PR #3531, opened 2025-07-14
Report section show/hide fix

airenzp:
# Description
When showing/hiding the section toggle between flex or none, not block. Otherwise the plots are missaligned when viewing them again.

## Checklist

### DIFF
--- a/client/plots/report/report.ts
+++ b/client/plots/report/report.ts
@@ -49,7 +49,7 @@ export class Report extends RxComponentInner {
 				const display = sectionDiv.style('display')
 				headerIcon.text(display === 'none' ? '▼' : '▲') //toggle the icon
 				//toggle the display of the plot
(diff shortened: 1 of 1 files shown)


xzhou82 (approved):
works well!
a design fault is that barchart width is hardcoded. should make it a parameter, okay to keep current width as default, but in report chart, apply a smaller width to achieve compact look

airenzp:
> works well! a design fault is that barchart width is hardcoded. should make it a parameter, okay to keep current width as default, but in report chart, apply a smaller width to achieve compact look

Thanks for the feedback. In this PR I just removed the margin. I dont know why the barchart width is that one and as I am not familiar with the details of this logic. As for the report, the width per section is more or less the screen width, if the plots do not fit horizontally they move to the next line.

PR #3547, opened 2025-07-21
Disco Issue.867.legend improvements

ItsVictorLP:
Addresses the first item under Phase 2-> Legend improvements -> "Show ui option to list chromosomes ..." in https://github.com/stjude/sjpp/issues/867. 

Changes: 
1. Add .hiddenChromosomes:[] to settings 
2. Allow user to select which chrs are not rendered in the disco plot. When selecting a chr that contains the only element in a ring, that ring will be removed.
3. Error UI no longer throws error when chrs are hidden
4. Default settings addresses possible `termdbConfig.queries.singleSampleMutation.discoPlot.skipChrM` flag.
5. Multi-checkbox control layout improved. Renders via flexbox for a cleaner appearance. 
6. Apply runpp() defined settings to disco launch func, thus applying to the state

Test :
1. [PNET example](http://localhost:3000/?genome=hg19&dslabel=PNET&disco=1&sample=SJBT032239_D1). Check the hidden chromosome controls. 
2. [GDC example](http://localhost:3000/?genome=hg38&dslabel=GDC&disco=1&sample=TCGA-85-7710-01A). Should see chrM hidden by default. 

## Checklist

### DIFF
--- a/client/plots/disco/Disco.ts
+++ b/client/plots/disco/Disco.ts
@@ -46,18 +46,7 @@ export default class Disco {
 
 	async init() {
 		const state = this.app.getState()
-		const genomeChrs = Object.keys(this.app.opts.state.args.genome.majorchr)
-		let settings = state.plots.find(p => p.id === this.id).settings
-
-		if (!settings.Disco.selectedChromosomes || !settings.Disco.selectedChromosomes.length) {
-			await this.app.dispatch({
-				type: 'plot_edit',
-				id: this.id,
-				config: { settings: { Disco: { selectedChromosomes: genomeChrs } } }
-			})
-			const updatedState = this.app.getState()
-			settings = updatedState.plots.find(p => p.id === this.id).settings
-		}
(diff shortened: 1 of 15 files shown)


client/plots/disco/Disco.ts
```diff
@@ -46,7 +46,18 @@ export default class Disco {
 
 	async init() {
 		const state = this.app.getState()
-		const settings = state.plots.find(p => p.id === this.id).settings
+		const genomeChrs = Object.keys(this.app.opts.state.args.genome.majorchr)
+		let settings = state.plots.find(p => p.id === this.id).settings
+
+		if (!settings.Disco.selectedChromosomes || !settings.Disco.selectedChromosomes.length) {
+			await this.app.dispatch({
```
xzhou82, line 53: this is a bit convoluted.
i verified in line 193 of `getState()` method definition, it has access to `this.app.opts.state.args.genome`. thus this step should be moved there without using `await this.app.dispatch()`

PR #3575, opened 2025-07-28
handle term-level authorization

siosonel:
# Description

Also pull and test with the  `sjpp/auth-filter-sites-3` branch.

This branch handles term-level authorization, a new level of access authentication after portal-wide `jwt` and dataset-level credentials by server route. In this way, server route access may be allowed, but access privilege may still be restricted based on the term(s) in the request payload as well as the roles that are specified in the `jwt`. 

Design:
-  `clietnAuthResults{}` and `ignoredTermIds:[]` are added to `req.query.__protected__` in `app.middleware.js`. Previously, only `sessionId` was added to this object. This means  only having to pass these auth-related properties only once, instead of through many server route handler code and nested functions. 
- `authApi.mayExtendqFilter()` is called at the beginning of`getData()`, once all  `terms[]` are known regardless of what they are called in the request payload, and thereby all queried terms are protected by default and may be screened by the optional `ds.cohort.termdb.getAdditionalFilter()`.  
- a server route code may push specific term.ids. to `ignoredTermIds[]`, so that a server route that aggregate data can bypass term checks.

To test:
- open http://localhost:3000/profile/ `-> Graphs`: should still see a fully rendered polar plot, but the `Data Dictionary` plot should not list `Sites` as a term
-  open http://localhost:3000/profile/?role=user: should now see `Sites` in the `Data Dictionary`, but clicking on it should only render 3 bars corresponding to what the user's jwt payload/site access level
- open http://localhost:3000/profile/?role=admin: should see all terms in the `Data Dictionary`, and more chart options

## Checklist

### DIFF
--- a/server/routes/filterTermValues.ts
+++ b/server/routes/filterTermValues.ts
@@ -62,6 +62,7 @@ function getList(samplesPerFilter, filtersData, tw) {
 async function getFilters(query, ds, genome, res) {
 	try {
 		//Dictionary with samples applying all the filters but not the one from the current term id
+		if (query.ignoredTermIds) query.__protected__.ignoredTermIds.push(...query.ignoredTermIds)
 		const samplesPerFilter = await getSamplesPerFilter(query, ds)
 		const filtersData = await getData(
 			{
--- a/server/routes/filterTermValues.ts
+++ b/server/routes/filterTermValues.ts
@@ -1,6 +1,7 @@
 import type { RouteApi } from '#types'
 import { FilterTermValuesPayload } from '#types/checkers'
 import { getData, getSamplesPerFilter } from '../src/termdb.matrix.js'
+import { authApi } from '../src/auth.js'
 
 /*
 Given a set of terms and filters per term, this route returns the list of samples that match each term filter.
@@ -55,11 +56,16 @@ function getList(samplesPerFilter, filtersData, tw) {
 	}
 	filteredValues.unshift({ label: '', value: '' })
 	filteredValues.sort((a, b) => a.label.localeCompare(b.label))
-
 	return filteredValues
 }
 
 async function getFilters(query, ds, genome, res) {
+	// safe to process this client-submitted query.filterByUserSites flag,
+	// which only affects aggregation levels (not revealed sample-level data),
+	// as performed by this route code, and since query.terms would still
+	// be matched against a dataset's hiddenTermIds[]
+	if (!query.filterByUserSites) authApi.mayAdjustFilter(query, ds, query.terms)
+
 	try {
 		//Dictionary with samples applying all the filters but not the one from the current term id
 		const samplesPerFilter = await getSamplesPerFilter(query, ds)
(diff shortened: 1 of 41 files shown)


server/routes/profileScores.ts
```diff
@@ -37,6 +37,8 @@ function init({ genomes }) {
 }
 
 async function getScores(query, ds, genome) {
+	query.__protected__.ignoredTermIds.push(query.facilityTW.term.id)
```
airenzp, line 40: We need to add this line too in profileFormScores that is a similar route that calculates the scores for the template plots

server/src/app.middlewares.js
```diff
@@ -113,11 +113,12 @@ export function setAppMiddlewares(app, doneLoading) {
         by doing this, route code is worry-free and no need to pass "req{}" to gdc purpose-specific code doing the API calls
         these *protected* contents are not used in non-gdc code
         */
-		req.query.__protected__ = {}
+		const __protected__ = { ignoredTermIds: [] }
```
airenzp, line 116: Can we rename __protected__ to __userData__ or __protectedUserData__ or something? Something that indicates what this variable stores

server/src/termdb.server.init.ts
```diff
@@ -612,6 +615,7 @@ export function filterTerms(req, ds, terms) {
 
 const defaultCommonCharts: isSupportedChartCallbacks = {
 	dictionary: () => true,
+	summary: () => true,
```
xzhou82, line 618: should delete it since there's no longer a `Summary Plot` chart button

server/routes/filterTermValues.ts
```diff
@@ -65,7 +65,8 @@ async function getFilters(query, ds, genome, res) {
 		const samplesPerFilter = await getSamplesPerFilter(query, ds)
 		const filtersData = await getData(
 			{
-				terms: query.terms
+				terms: query.terms,
```
airenzp, line 68: Here should be the same as in the scores, we dont filter as we show aggregated data.

server/routes/filterTermValues.ts
```diff
@@ -55,23 +56,30 @@ function getList(samplesPerFilter, filtersData, tw) {
...
-
 	return filteredValues
 }
 
 async function getFilters(query, ds, genome, res) {
+	// safe to process this client-submitted query.filterByUserSites flag,
+	// which only affects aggregation levels (not revealed sample-level data),
+	// as performed by this route code, and since query.terms would still
+	// be matched against a dataset's hiddenTermIds[]
+	if (!query.filterByUserSites) authApi.mayAdjustFilter(query, ds, query.terms)
```
xzhou82, line 67: since this is a profile/sjcares-specific param, i would like to know if this route is actually ds-specific. if so may rename the route name and document such

server/routes/termdb.config.ts
```diff
@@ -98,7 +98,8 @@ function make(q, req, res, ds: Mds3WithCohort, genome) {
 		defaultChartType: ds.cohort.defaultChartType,
 		invalidTokenErrorHandling: tdb.invalidTokenErrorHandling,
 		colorMap: tdb.colorMap,
-		defaultTw4correlationPlot: tdb.defaultTw4correlationPlot
+		defaultTw4correlationPlot: tdb.defaultTw4correlationPlot,
+		authFilter: req.query.filter
```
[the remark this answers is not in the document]
siosonel: added comment

airenzp (approved):
Thanks a lot!

PR #3581, opened 2025-07-30
Updates on the auth filter 

airenzp:
# Description
This branch is on top of auth-filter-sites-3. Worked on it with @siosonel. Here I passed q to get_samples where needed. Added misc fixes on the auth handling and supported the auth filter for sjcares. Please see corresponding branch in [sjpp](https://github.com/stjude/sjpp/pull/952/files). I see some routes are broken when running the tests @siosonel. 

## Checklist

### DIFF
--- a/server/src/termdb.matrix.js
+++ b/server/src/termdb.matrix.js
@@ -372,7 +372,8 @@ export async function getSamplesPerFilter(q, ds) {
 	q.ds = ds
 	const samples = {}
 	for (const id in q.filters) {
-		const filter = filterJoin([q.filter, q.filters[id]])
+		let filter = q.filters[id]
+		if (!q.ignoreUserFilter && q.filter) filter = filterJoin([q.filter, q.filters[id]])
 		const result = (await get_samples({ filter, __protected__: q.__protected__ }, q.ds)).map(i => i.id)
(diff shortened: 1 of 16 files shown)


server/src/termdb.matrix.js
```diff
@@ -372,7 +372,8 @@ export async function getSamplesPerFilter(q, ds) {
 	q.ds = ds
 	const samples = {}
 	for (const id in q.filters) {
-		const filter = filterJoin([q.filter, q.filters[id]])
+		let filter = q.filters[id]
+		if (!q.ignoreUserFilter && q.filter) filter = filterJoin([q.filter, q.filters[id]])
```
siosonel, line 376: this flag cannot be set by the client, it will allow a public role to sidestep restrictions on what they can see

airenzp: if a public user says he wants to ignore the user filter (this is not possible from the UI but lets say from the route) it will see the average of all the sites which is the default behaviour.  If he wants to apply the auth filter, that is based on the sites he has access to in the jwt, he will get an empty filter. Either way he wont see sensitive info.

siosonel (approved):

PR #3582, opened 2025-07-30
handle a dataset minimum sample size option  before returning data

siosonel:
# Description

Tested by opening a [TermdbTest barchart](http://localhost:3000/?mass={%22dslabel%22:%22TermdbTest%22,%22genome%22:%22hg38-test%22,%22plots%22:[{%22chartType%22:%22summary%22,%22term%22:{%22id%22:%22diaggrp%22},%22term2%22:{%22id%22:%22genetic_race%22}}],%22nav%22:{%22activeTab%22:1}}). Uncomment the minSampleSizeForFilterCharts in  `server/dataset/termdb.test.js`, there should be an error saying `Error: less than 100 samples with data for any queried term`. Lowering that number to 50 should get rid of the error.

Should also be tested with regression plot and other charts. Also, not sure whether the error bar is enough or if the message should be more nicely displayed.

## Checklist

### DIFF
--- a/client/plots/barchart.js
+++ b/client/plots/barchart.js
@@ -213,7 +213,7 @@ export class Barchart {
 					settingsKey: 'dedup',
 					boxLabel: 'Yes',
 					getDisplayStyle: plot =>
-						this.chartsData.charts.find(c => c.serieses.length != c.dedupedSerieses.length) ? 'table-row' : 'none'
+						this.chartsData?.charts.find(c => c.serieses.length != c.dedupedSerieses.length) ? 'table-row' : 'none'
 				}
 			]
 			if (this.hasStats)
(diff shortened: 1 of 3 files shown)


siosonel:
> Similar issue with [divideBy](http://localhost:3000/?mass=%7B%22dslabel%22:%22TermdbTest%22,%22genome%22:%22hg38-test%22,%22plots%22:%5B%7B%22chartType%22:%22summary%22,%22term%22:%7B%22id%22:%22diaggrp%22%7D,%22term0%22:%7B%22id%22:%22sex%22%7D%7D%5D,%22nav%22:%7B%22activeTab%22:1%7D%7D) chart. Sample number in each chart should probably not go below sample size cutoff.

I think these are okay, the total sample size is still 50+, hiding bars doesn't make the remaining rendered data more identifiable. So, maybe should change the config option name to `minSampleSizeForAggregatedData` instead of `minSampleSizeForFilterCharts`, this is not necessarily about what's actively rendered in each chart.

xzhou82:
thank you very much
@gavrielm please apply this setting of 5 samples to sjlife, test it and release

Issue #3569, opened 2025-07-27
summary plot won't rerequest and update after deleting revised geneVariant term2


xzhou82:
[test link](http://localhost:3000/?mass={%22dslabel%22:%22TermdbTest%22,%22genome%22:%22hg38-test%22,%22plots%22:[{%22chartType%22:%22summary%22,%22term%22:{%22id%22:%22diaggrp%22},%22term2%22:{%22term%22:{%22type%22:%22geneVariant%22,%22gene%22:%22TP53%22}}}],%22nav%22:{%22activeTab%22:1}})
at Edit, click TP53 pill > select "CNV: gain vs loss" > chart updates > click TP53 pill again > Remove, chart does not update

PR #3583, opened 2025-07-31
geneVariant fixes

gavrielm:
# Description

Fixes https://github.com/stjude/proteinpaint/issues/3569

Also, radio buttons for single gene/gene set are now hidden in matrix to restrict input to single gene. This is because matrix is already designed to add genes one at a time to a gene set.

Also, fixed `mayMapGeneName2coord()` in `server/src/mds3.init.js` to use coordinate from term.chr/start/stop instead of from term.name.

Searching geneVariant by coordinate in gdc is still unresolved (see issue [here](https://github.com/stjude/proteinpaint/pull/3562/files#r2231371367)).

## Checklist

### DIFF
--- a/client/termdb/handlers/geneVariant.ts
+++ b/client/termdb/handlers/geneVariant.ts
@@ -11,11 +11,14 @@ export class SearchHandler {
 		this.callback = opts.callback
 		this.dom.radiosDiv = opts.holder.append('div')
 		this.dom.searchDiv = opts.holder.append('div')
+		/*
+		retain ability of adding geneset as row in matrix, in addition to one gene per row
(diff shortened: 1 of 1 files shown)


client/termdb/handlers/geneVariant.ts
```diff
@@ -11,6 +11,11 @@ export class SearchHandler {
 		this.callback = opts.callback
 		this.dom.radiosDiv = opts.holder.append('div')
 		this.dom.searchDiv = opts.holder.append('div')
+		if (this.opts.app?.opts?.state?.tree?.usecase?.target == 'matrix') {
```
xzhou82, line 14: it will be useful to add a geneset as rows in matrix, e.g. to mark out samples mutated in dmr pathway, rather than flatten out to several dozen gene rows

PR #3605, opened 2025-08-06
Fixed report filter recovered from a session. Should use the current user filter.

airenzp:
# Description

When creating a report, overwrite previous filters. Auth filter should always be the starting filter. This solves the issue of recovering a report from a session with different user access and loading an invalid filter.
------------------------------------------------------------
Where does the string "thus" appear in the records above? Return every line that holds it.

6. Apply runpp() defined settings to disco launch func, thus applying to the state
i verified in line 193 of `getState()` method definition, it has access to `this.app.opts.state.args.genome`. thus this step should be moved there without using `await this.app.dispatch()`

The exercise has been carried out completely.